**WHAT IS EXPECTED:** Pick out the lines below with "KtNameReferenceExpression" and list them.

· · · · ·

PR #865, opened 2016-04-27
Add quickfix to make referenced primary constructor parameter a property

cypressious:
Fixes #KT-12089

### DIFF
--- a/compiler/frontend/src/org/jetbrains/kotlin/psi/psiUtil/ktPsiUtil.kt
+++ b/compiler/frontend/src/org/jetbrains/kotlin/psi/psiUtil/ktPsiUtil.kt
@@ -454,17 +454,8 @@ fun checkReservedPrefixWord(sink: DiagnosticSink, element: PsiElement, word: Str
     }
 }
 
-fun KtNameReferenceExpression.getPrimaryConstructorParameterWithSameName(): KtParameter? {
-    return getPrimaryConstructorParameterWithName(getReferencedName())
+fun KtElement.nonStaticOuterClasses(): Sequence<KtClass> {
+    return generateSequence(containingClass()) { if (it.isInner()) it.containingClass() else null }
 }
 
-private fun KtElement.getPrimaryConstructorParameterWithName(name: String): KtParameter? {
-    val ktClass = getStrictParentOfType<KtClass>() ?: return null
-    val result = ktClass.getPrimaryConstructor()?.valueParameters?.firstOrNull { it.name == name }
-
-    return when {
-        result != null -> result
-        ktClass.isInner() -> ktClass.getPrimaryConstructorParameterWithName(name)
-        else -> null
-    }
-}
+fun KtElement.containingClass(): KtClass? = getStrictParentOfType<KtClass>()
--- a/compiler/frontend/src/org/jetbrains/kotlin/psi/psiUtil/ktPsiUtil.kt
+++ b/compiler/frontend/src/org/jetbrains/kotlin/psi/psiUtil/ktPsiUtil.kt
@@ -454,3 +454,17 @@ fun checkReservedPrefixWord(sink: DiagnosticSink, element: PsiElement, word: Str
     }
 }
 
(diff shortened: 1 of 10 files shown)


compiler/frontend/src/org/jetbrains/kotlin/psi/psiUtil/ktPsiUtil.kt
```diff
@@ -454,3 +454,17 @@ fun checkReservedPrefixWord(sink: DiagnosticSink, element: PsiElement, word: Str
     }
 }
 
+fun KtNameReferenceExpression.getPrimaryConstructorParameterWithSameName(): KtParameter? {
```
yole: I think this is far too specific to live in a general PSI utlilities class; I'd move it into the quickfix file.

compiler/frontend/src/org/jetbrains/kotlin/psi/psiUtil/ktPsiUtil.kt
```diff
@@ -454,3 +454,17 @@ fun checkReservedPrefixWord(sink: DiagnosticSink, element: PsiElement, word: Str
...
+    return getPrimaryConstructorParameterWithName(getReferencedName())
+}
+
+private fun KtElement.getPrimaryConstructorParameterWithName(name: String): KtParameter? {
```
yole: The name of this function doesn't describe what it does. A more descriptive name would be "findContainingClassConstructorParameterWithName" (which is long enough to hint that it may be better to split the logic: a function to generate a sequence of outer classes for a class and a single-line call to find the parameter of the class by name).

compiler/frontend/src/org/jetbrains/kotlin/psi/psiUtil/ktPsiUtil.kt
cypressious: My motivation to make this method public was that there's another quickfix, that adds a constructor parameter with the same name that could be deactivated when this method returns a non-null value.

yole: You can still make it public and reference it from that other quickfix.

cypressious: Ok

idea/src/org/jetbrains/kotlin/idea/quickfix/MakeConstructorParameterPropertyFix.kt
```diff
@@ -0,0 +1,55 @@
...
+import org.jetbrains.kotlin.psi.KtFile
+import org.jetbrains.kotlin.psi.KtNameReferenceExpression
+import org.jetbrains.kotlin.psi.KtParameter
+import org.jetbrains.kotlin.psi.KtPsiFactory
+import org.jetbrains.kotlin.psi.psiUtil.getAssignmentByLHS
+import org.jetbrains.kotlin.psi.psiUtil.getPrimaryConstructorParameterWithSameName
+
+class MakeConstructorParameterPropertyFix(element: KtParameter, private val kotlinValVar: KotlinValVar) : KotlinQuickFixAction<KtParameter>(element) {
+    override fun getFamilyName() = "Make primary constructor parameter a property"
+    override fun getText() = "Make primary constructor parameter '${element.name}' a property"
```
yole: In the case when we're updating an outer class, it'd be better to show the name of that class in the inspection text.

compiler/frontend/src/org/jetbrains/kotlin/psi/psiUtil/ktPsiUtil.kt
cypressious: What would be a good name for this sequence method? `getNonStaticOuterClassSequence()`?

yole: Simply nonStaticOuterClasses()

yole:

· · · · ·

**YOUR SOLUTION:**
-fun KtNameReferenceExpression.getPrimaryConstructorParameterWithSameName(): KtParameter? {
+fun KtNameReferenceExpression.getPrimaryConstructorParameterWithSameName(): KtParameter? {
+import org.jetbrains.kotlin.psi.KtNameReferenceExpression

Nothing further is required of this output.